Pain Management and Stress
- Power of your Mind to Change your Body

 
 
 
 

Over 14 million people over the world live with persistent pain and of those, almost one in four said that pain had kept them from their usual activities (including work) on at least 14 days in the last three months. This also included becoming less active and unfit and creating a 'no go' list of things to do.

Our work in our clinic has shown that many people get stuck in a vicious persistent pain cycles that repeats and escalates over time.

In the USA alone 100 million American adults suffer from chronic pain. As the incidence of chronic pain grows, so does the number of opioid prescriptions, surgeries, and visits to the doctor’s office. The annual economic cost of chronic pain is estimated at $600B, and the impact on the individual is just as severe. On average, chronic pain sufferers earn 37% less income, are more prone to depression and opioid addiction, and are 4X as likely to commit suicide.

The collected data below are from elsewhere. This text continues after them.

Issue #3099, opened 2022-01-24
Councils Can Veto Bounty Proposal


bedeho:
Facilitatet this [https://github.com/Joystream/pioneer/issues/2028](https://github.com/Joystream/pioneer/issues/2028).

┆Issue is synchronized with this [Asana task](https://app.asana.com/0/1201899819496282/1201905998755806) by [Unito](https://www.unito.io)

bedeho:
This is no longer part of Rhodes scope.

Issue #3098, opened 2022-01-24
Withdraw council bounty funding proposal


bedeho:
Facilitate this https://github.com/Joystream/pioneer/issues/2074.

┆Issue is synchronized with this [Asana task](https://app.asana.com/0/1201899819496282/1201906000308442) by [Unito](https://www.unito.io)

bedeho:
This is no longer part of Rhodes scope.

PR #3186, opened 2022-02-07
Olympia feature bounty proposals

dobertRowneySr:
fixes:
- #3099 
- #3098 

## Changes
- Added 2 variants on `ProposalDetails`, 
- Only BountyId is needed since the withdraw bounty funding proposal should be added by `BountyActor::Council`.
- `BountyId` type added  to `proposal_codex::Trait` mirrors `bounty::Trait::BountyId`
- Benchmarks added
- `types` & `metadata` generated


scripts/cargo-build.sh
```diff
@@ -2,4 +2,4 @@
 
 export WASM_BUILD_TOOLCHAIN=nightly-2021-02-20
 
-cargo +nightly-2021-02-20 build --release
+cargo +nightly-2021-02-20 build --release --features runtime-benchmarks
```
shamil-gadelshin, line 5: Why did you change this script? It doesn't look like part of the PR.

runtime/src/proposals_configuration/defaults.rs
```diff
@@ -357,3 +357,30 @@ pub(crate) fn veto_proposal_proposal() -> ProposalParameters<BlockNumber, Balanc
         constitutionality: 1,
     }
 }
+
+// Proposal parameters for the 'Veto Bounty' proposal (same as veto proposal)
+pub(crate) fn veto_bounty_proposal() -> ProposalParameters<BlockNumber, Balance> {
+    ProposalParameters {
+        voting_period: 72200, // The longest grace period
```
shamil-gadelshin, line 364: Did Martin recommend those constants?

runtime-modules/proposals/codex/src/benchmarking.rs
```diff
@@ -234,7 +234,7 @@ benchmarks! {
 
     create_proposal_funding_request {
         let i in 1 .. MAX_FUNDING_REQUEST_ACCOUNTS.try_into().unwrap();
-        let t in ...;
+//        let t in ...;
```
shamil-gadelshin: Why did you comment such lines?

runtime-modules/proposals/codex/src/lib.rs
```diff
@@ -135,6 +137,9 @@ pub trait Trait:
         ProposalParameters<Self::BlockNumber, BalanceOf<Self>>,
     >;
 
+    /// Bounty Id type (mirroring bounty::Trait::BountyId)
+    type BountyId: From<u32> + Parameter + Default + Copy;
```
shamil-gadelshin: Is there a reason why you introduce a new type here? Can't we get away without it like with `blog::PostId` for other proposals?

shamil-gadelshin (changes requested):
Looks good. However, this is a major question: how does it come that we have proposals to veto the bounty and don't have for creating one? Is there another PR for it?

Also, I didn't understand why did you comment the title variables in benchmarks for some proposals.  They could affect weights in benchmarking. Also, your local benchmarking runs discarded those variables in the autogenerated runtime file. Did you try to run it several times? It could flip back and forth - so, it's better to keep those parameters included.

scripts/cargo-build.sh
dobertRowneySr: It was required for the benchmarks. Apparently  the `generate_weights` script complains if you build it without

runtime-modules/proposals/codex/src/lib.rs
dobertRowneySr: `blog::PostId` is a `pub` alias for `u64`. `BountyId` is a defined in `bounty::Trait` as 
```rust
type BountyId: From<u32> + Parameter + Default + Copy;
```
So 3 alternative comes to my mind:
1. We move `BountyId` to `common` pallet
2. We define something like `pub type BountyId = u64`; in the `bounty` pallet
3. implement the `bounty::Trait` for `proposal_codex::Trait`

runtime/src/proposals_configuration/defaults.rs
dobertRowneySr: No actually. Those are copied from `veto_proposal_proposal`. Maybe @bwhm can weight in on those

runtime-modules/proposals/codex/src/benchmarking.rs
dobertRowneySr: > Looks good. However, this is a major question: how does it come that we have proposals to veto the bounty and don't have for creating one? Is there another PR for it?

I am not sure on those they were requested by the Pioneer team. Maybe @thesan or @dmtrjsg can provide better answers

> Also, I didn't understand why did you comment the title variables in benchmarks for some proposals. They could affect weights in benchmarking. Also, your local benchmarking runs discarded those variables in the autogenerated runtime file. Did you try to run it several times? It could flip back and forth - so, it's better to keep those parameters included.

Ok

dmtrjsg: According to the designs, bounties are created with its own "create bounty" button, so we never thought that we need a proposal for that. I don't think it is needed to be fair. 

Screenshot from https://pioneer-2-bounties.vercel.app/#/bounty/current

Screenshot 2022-02-16 at 15 11 24

dobertRowneySr: and about the commented lines should be fixed in 12c507d7c0335e3a38dccb0c6d393bf8a96fda88

runtime-modules/proposals/codex/src/lib.rs
dobertRowneySr: Can you weight in @shamil-gadelshin ?

runtime-modules/proposals/codex/src/benchmarking.rs
dmtrjsg: @shamil-gadelshin @ignazio-bovo guys, I think I jumped the gun here with this comment and I may be wrong. 

Functionality-wise Councils can participate in bounties through proposals mechanism.

Council should be able to:

Create Bounty - via Create Bounty proposal that replicates Create Bounty flow (plus some proposal specific-steps)
Contribute Funding to Bounty
Withdraw Funding
And Switch Oracle https://github.com/Joystream/joystream/issues/2975 
(We don't need a Proposal to assign Oracle, since that is part of "Create Bounty" flow)
Veto Bounty

It does not seem to be logical to me for Work entries and work to get submitted via proposals, so this is probably safe to leave out.

Adding @bedeho here, as he has the best view on phasing out the Council participation in Bounties. From purely Pioneer perspective, that was not in my focus/ scope for release.

runtime-modules/proposals/codex/src/lib.rs
shamil-gadelshin: I recommend option 3 similar to `proposals_engine::Trait` and its `ProposalId`

runtime/src/proposals_configuration/defaults.rs
bwhm: Hey,
I think there are two competing forces at play here:
1. You could argue you want a proposal to be open for voting for the entire duration of the `grace_period` of the proposal you want to veto.
2. You could just as easily argue it shouldn't be open for voting any more once the proposal you want to veto is `executed`-

When `olympia` goes live, the longest `grace_period` I have set in the WIP parameters, that is 72200.

Unless it's trivial to have this particular `voting_period` match the remaining duration of the `grace_period` of the proposal you want to `veto`, I'd say the only thing that makes sense is 72200, although that will cause issues as well...

dobertRowneySr:
~~I will fix the `lock.yml` as soon all the rest is approved~~ `lock.yml` fixed after rebase

runtime-modules/proposals/codex/src/lib.rs
dobertRowneySr: fixed in 57206bdd4604b15286909acb641129139e5f10bd

mnaamani:
You might want to merge https://github.com/Joystream/joystream/pull/3395 into rhodes, then update this PR to show only relevant changes.

bedeho:
Closing because these improvements are not relevant to new bounty enhancements.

Fortunately, modern scientific research is beginning to paint a clear path out of the current chronic pain epidemic. Study after study - from the best scientists and institutions in the world - show that the brain-mind-body union play a much more significant role in chronic pain than we once thought. This means that chronic pain is not solely a condition of the body. And therefore, by offering therapy to the brain, we can break the ongoing cycle of pain.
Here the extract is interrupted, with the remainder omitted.